Robots, much like any other connected asset, are a tool used in the day to day operations of our businesses. Obviously, the data generated and the applicability of this data depends on the processes in which the robots are involved in. The interesting point, and perhaps the most disruptive point, is that robots are now being called upon to perform tasks outside of the traditional industrial manufacturing role of robots. A new breed of service robots has emerged that is smart, connected, and collaborative. These robots, often referred to as co-bots, are being deployed in a variety of industries and across a wide range of business processes.
As organizations look to deploy robots in new business areas, they are introducing a data generating mechanism that can tell us a lot about our businesses. For example, robots are increasingly being used within the order fulfillment process in distribution and fulfillment centers. As robots are used in this process, they are being tied into the business management systems (WMS) which is helping to deliver greater insight into things like throughput, order management, inventory, and the overall fulfillment process.
As organizations look to deploy robots in new business areas, they are introducing a data generating mechanism that can tell us a lot about our businesses
The difference is that the data is automatically distributed, rather than relying on manual efforts to complete the order fulfillment process.
With better insight, organizations using robots in their fulfillment processes are better able to identify process improvement opportunities, as the data is autonomously generated and shared in real time. This point is one of the driving forces behind the explosive growth in IoT related business initiatives– producing actionable intelligence in real time. But, it is not just about the data generation aspect, it is more about the ability of an organization to analyze the data and to mine the data for further improvement opportunities.
Robots in the order fulfillment process in the warehouse are probably the easiest, and most widely used, example to discuss robots across business functions. However, it is certainly not the only one. Robots have been developed to perform a wide variety of business functions including (but not limited to): physical security, material handling, picking and packing, and even customer interaction. While the form, function, and objective of these robots will vary widely, the one constant is the fact that these robots will capture immense amounts of data that will have to be communicated, analyzed, and acted upon by any organization using robots in their business processes.
In addition to the information about the individual processes being performed by a robot, the robots are capturing data that can be used to improve disconnected business processes. For example, a robot being used for material handling in a hospital will generate information about the frequency of use of certain materials, distance traveled, and even areas of a facility that it is visiting most frequently. While this information is often captured, it is typically captured and managed in disconnected systems which can constrain the opportunity to optimize related but disconnected processes. With robots involved, the hospital can then use this data to assess the relative efficiency of the broader operation and support decision making around things such as: where to position materials, where underutilized assets reside, and how to reduce the time it takes to reach patients.

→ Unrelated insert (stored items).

PR #2075, opened 2024-02-09
Schemas: Display errors for json values

pleek91:
# Description
Displays errors for json values in a formatted list

image

### DIFF
--- a/src/schemas/components/SchemaFormPropertyErrors.vue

Overall, there is tremendous value that can be gained through the deployment of robots across an organization beyond the process automation component. Indeed, the process automation element is a driving force behind deployment of robots, but the additional value of a new source of data must be considered as a key point of value as well. There can be no question that robots are going to continue to become a key technology in the future of business. While the use of robots will certainly enhance business process execution, those organizations that are able to effectively harness and act on the immense volumes of data the robots will produce will achieve much greater value than those who deploy robots strictly as a mechanism to automate.